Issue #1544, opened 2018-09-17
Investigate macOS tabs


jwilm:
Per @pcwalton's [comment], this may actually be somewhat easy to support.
━━━━━━━━━━━━━━━━━━━━
Take the material above and print all of it exactly.

» **RESULT OF THE EXERCISE**
Issue #1544, opened 2018-09-17
Investigate macOS tabs


jwilm:
Per @pcwalton's [comment], this may actually be somewhat easy to support.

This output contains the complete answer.